Source European Journal of Cardiovascular Prevention and Rehabilitation 15 (2008)6. - ISSN 1741-8267 - p. 719 - 725.
DOI https://doi.org/10.1097/HJR.0b013e328315789c
Department(s) Nutrition and Disease
VLAG
Publication type Refereed Article in a scientific journal
Publication year 2008
Keyword(s) heart-disease - europe - risk - prediction - mortality - project - score
Abstract Background: The aim was to investigate whether multivariate coefficients of serum cholesterol in the prediction of coronary heart disease (CHD) deaths were similar across different cultures in a long-term follow-up. Design: Thirteen cohorts for a total of 10 157 men aged 40¿59 years at entry, enrolled in seven countries (USA, Finland, the Netherlands, Italy, Serbia, Greece, Japan) were repeatedly examined and followed up for 40 years. Methods: Serum cholesterol measured at baseline, and then on repeated occasions, was studied, using multivariate models, in relation with the occurrence of CHD deaths during a 40-year follow-up.
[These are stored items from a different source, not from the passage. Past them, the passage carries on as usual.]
PR #16259, opened 2017-10-09
Fix `eslint` in RNTester

grabbou:
CC: @hramos @tomasreimers - please check if prettier is running on your setup properly :)


janicduplessis:
@grabbou My PR landed so we can close this.

Issue #16255, opened 2017-10-09
[DOCS] Links not working (tiny.cc)


gusgard:
### Is this a bug report?

Yes, in docs.

### Have you read the [Contributing Guidelines](https://facebook.github.io/react-native/docs/contributing.html)?

Yes

### Steps to Reproduce

https://github.com/facebook/react-native/blob/master/Libraries/Animated/src/Easing.js#L168

### Reproducible Demo

http://tiny.cc/elastic_b_1 (bounciness = 1, default)
http://tiny.cc/elastic_b_3 (bounciness = 3)

Since the example (http://easings.net/#easeInElastic) is clear, I think we should delete the links.

hramos:
Sounds good. I'd approve a PR.

gusgard:
Done 👍

PR #16262, opened 2017-10-09
Remove broken links

gusgard:
Issue https://github.com/facebook/react-native/issues/16255

## Test Plan

Remove broken links


shergin:
@janicduplessis Seems we have to update links. 😄

PR #16192, opened 2017-10-03
[Pods] Set fishhook's header_dir to "fishhook"

ide:
This lets us import fishhook like `<fishhook/fishhook.h>`.

Test Plan: Used this in a CocoaPods project with RN and was able to compile without needing to edit the existing fishhook import.

Fixes: #16039
Should address #16130 without needing to modify source that affects FB

PR #16271, opened 2017-10-10
[IOS] [BUGFIX] [Fishhook] - Correct fishhook import in RCTReconnectingWebSocket Fixes #16039

### LINKED ISSUE #16039: [RN 0.49-rc.5] Fishhook error

macdoum1:
RCTReconnectingWebSocket is not compiling correctly because of an incorrect import (https://github.com/facebook/react-native/issues/16039).

## Test Plan:
Everything build and run as usual.

## Release Notes:
[IOS] [BUGFIX] [Fishhook] - Correct fishhook import in RCTReconnectingWebSocket Fixes #16039

### DIFF
--- a/Libraries/WebSocket/RCTReconnectingWebSocket.m
+++ b/Libraries/WebSocket/RCTReconnectingWebSocket.m
@@ -9,7 +9,12 @@
 
 #import <React/RCTConvert.h>
 #import <React/RCTDefines.h>
+
+#if __has_include(<React/fishhook.h>)
+#import <React/fishhook.h>
+#else
 #import <fishhook/fishhook.h>
+#endif
 
 #if __has_include(<os/log.h>) && defined(__IPHONE_OS_VERSION_MAX_ALLOWED) && __IPHONE_OS_VERSION_MAX_ALLOWED >= 100300 /* __IPHONE_10_3 */
 #import <os/log.h>


Zyphrax:
Please merge this one in, it is causing a lot of confusion with CocoaPods users.

bithavoc:
please merge

ide:
I suspect this isn't the desired fix since this hasn't been an issue within FB's codebase or else they would have fixed the compiler error. The Xcode project needs to be set up to treat `fishhook` as a header directory.

DylanNWatt:
What's the nuance between this and `#import <React/fishhook.h>`

macdoum1:
I've moved on from our implementation of react-native for now, but this likely would only be an issue for the cocoapod installation method. A `#import <React/fishhook.h>` is a module import, whereas a `#import "fishhook.h` is a file import.
Either one would work I believe, just not `#import <fishhook/fishhook.h>` because Cocoapod subspecs are not built as modules.

macdoum1:
@ide FB's codebase might not use react-native as a cocoapod so they wouldn't see this issue. Not sure.

bithavoc:
@ide header_path doesn't work, there is a PR for it https://github.com/facebook/react-native/pull/16192

ide:
> FB's codebase might not use react-native as a cocoapod so they wouldn't see this issue. Not sure.

Yes, and their builds haven't been failing because of this so I suspect the issue is with how the pods are configured.  To be on the same page I would like us to figure out how to fix compilation issues (fwiw I've tested with pods and don't run into this) without modifying the import to not impact FB's build.

macdoum1:
@ide The issue here is that cocoapod subspecs are not built as modules so the existing import will never work with cocoapods. From the commenters above and on the related issue it appears this happens with new cocoapod installations, so i'd imagine existing installations would work purely from some leftover DerivedData magic. 

It appears none of the travis jobs/tests cover a cocoapod installation which is why this issue has probably gone undetected.

@jgsamudio mentioned in the issue thread that removing `!use_frameworks` resolved this issue for anyone following along: https://github.com/facebook/react-native/issues/16039#issuecomment-341144015 . However, if your project has any swift cocoapods this is not an option.

tirrorex:
@macdoum1 the real issue here is people working in objective-c not taking into account the swift ecosystem, we see that with google projects everyday already

makovkastar:
The issue is still there in 0.51.0.

barbieri:
still happening with 0.53.3

msand:
And in 0.54.0

msand:

msand:

justColbs:
This works for me, but now I can't `import React` without getting the "Could not build Objective-C module React" error. Any ideas? Is this related?

cobarx:
I'm also seeing the issue that @justColbs described. Any idea how to work around or fix this?

keshavkaul:
@macdoum1 Can you change the import to use `<React/fishhook.h>` because FB has implemented `#import <React/RCTDefines.h>` just a line above.

macdoum1:
@keshavkaul Done, adding release notes & test plan now

macdoum1:
@keshavkaul Done, adding release notes & test plan now

ikesyo:
This should brake non-CocoaPods installation so is not a correct fix. The technique described in https://github.com/facebook/react-native/issues/13198#issuecomment-371749528 would be the right direction:

```objc
#if __has_include(<React/fishhook.h>)
#import <React/fishhook.h>
#else
#import <fishhook/fishhook.h>
#endif
```

macdoum1:
@ikesyo Good point, making that change now

macdoum1:
@ikesyo Done!

ikesyo:
You should also rebase onto current `master` to make CI run correctly.

macdoum1:
@ikesyo Rebased this morning, should be good to go

ikesyo:
@macdoum1 It seems that the parent commit of this PR is https://github.com/facebook/react-native/commit/780938170b0add35e6a4151892154fa0aa5f6b57 on 10 Nov 2017, not the today's HEAD of `master`.

macdoum1:
Alright, now we should be up to date

hramos:
0.55.4 was released several months ago - as you can see above, the fix was merged to master 4 days ago. You can expect this in a future release - 0.57 most likely (0.56 was released last month).

ikesyo:
Is the cherry-pick request to 0.56 rejected?

https://github.com/react-native-community/react-native-releases/issues/14#issuecomment-401224900

hramos:
@ikesyo best to keep that discussion in the release thread.

PR #16272, opened 2017-10-10
Added secureTextEntry does not work with multiline

LAITONEN:
The title speaks for itself. Docs regarding secureTextEntry of TextInput were not descriptive enough. Owing to that, it took me more than an hour of debugging to find the issue of why the TextInput in my app was not hiding the input with secureTextEntry.


janicduplessis:
Thanks for the clarification!

@facebook-github-bot shipit

PR #16579, opened 2017-10-28
[cli] Remove built-in templates

mkonicek:
UPDATE: The feature has now been [documented](https://medium.com/@chris.geirman/the-1-2-3s-of-react-native-templates-1f5dda037e11) by Chris Geirman! 💯

## Motivation

I added a [template](https://github.com/facebook/react-native/tree/master/local-cli/templates/HelloNavigation) for react-navigation directly into the React Native repo a long time ago. The feature `react-native init --template foo` supports both:
- Remote templates (`react-native-template-foo` in npm as well as HTTP URLs)
- Local templates that ship with react-native itself

In retrospect, adding the local template wasn't a good idea. Templates should live outside of the React Native repo and be versioned independently. This way templates can be fixed independently of React Native releases, and people can use new templates without having to upgrade React Native.

### Future of the `navigation` template?

As discussed above, removing the template from the repo (merging this PR) is a good idea. The question is whether we should move the template to a separate repo.

Here are a few reasons to delete this template and not move it anywhere else:
- It was undocumented so it's unlikely many people use this template
- `react-navigation` itself contains some [examples](https://github.com/react-community/react-navigation/tree/master/examples)
- Most people now use CRNA to get started so they won't benefit from the `react-native init --template` feature
- Project generators like Ignite are a more popular and maintained alternative
- If we move this template to a separate repo, how to make sure it will stay maintained? If it's unmaintained, it will disappoint people when it stops working.

Here are some reasons to delete the template here but move it to a separate repo ("the template must go on" 💯 ):
- The template might still be useful for people getting started, it works, was recently updated to use `FlatList`([history](https://github.com/facebook/react-native/commits/master/local-cli/templates/HelloNavigation)) and has a nice README.
- If this template lived in the `react-navigation` repo there's a chance the contributors to `react-navigation` would maintain it.

@hramos What do you think? I'm leaning towards not moving this template to a new place unless we can guarantee it stays maintained.

I tested the template using:

`react-native init Test --version facebook/react-native#4c05ede9 --template navigation`

It works:

screenshot 2017-10-28 12 01 18

screenshot 2017-10-28 12 01 22

screenshot 2017-10-28 12 01 28

## Test Plan

CLI e2e tests pass on Cirle CI.

## Release Notes

 [CLI] [BREAKING] [TEMPLATES] - Remove built-in project template for react-navigation. Project templates should live outside the React Native repo and be versioned separately. This used to available via `react-native init --template navigation`.


hramos:
The issue of future maintenance is one reason I have yet to publish a few templates I wrote up earlier this year. I also lean towards removing the template entirely as it's not documented anywhere.

It's still a good example of a project and perhaps it can be shared in some other way.

hramos:
@mkonicek looks like you'll need to sign the CLA before I can land this

mkonicek:
Hi @hramos! I've sent an email and will sing the CLA. Will try to do it this weekend.

local-cli/generator/templates.js
```diff
@@ -13,42 +13,6 @@ const execSync = require('child_process').execSync;
 const fs = require('fs');
 const path = require('path');
 
-/**
- * Templates released as part of react-native in local-cli/templates.
- */
-const builtInTemplates = {
```
hramos: Line 44 in the edited file, or 80 in the original, contains a reference to this `builtInTemplates` const. This was picked up by lint during import.

mkonicek:
Apologies for the long delay @hramos. I rebased and opened a new PR because this one was so old.

https://github.com/facebook/react-native/pull/21155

Results: Homogeneity of multivariate serum cholesterol coefficients was found considering cholesterol levels at baseline, as average of up to three measurements during the first 10 years, as average of up to six measurements in 35 years, using the time-dependent technique with up to three measurements in 10 years, and with up to six measurement in 35 years. Conclusion: The strength of the association between serum cholesterol and CHD death seems homogeneous across different cultures characterized by different levels of serum cholesterol and different absolute risk of CHD death.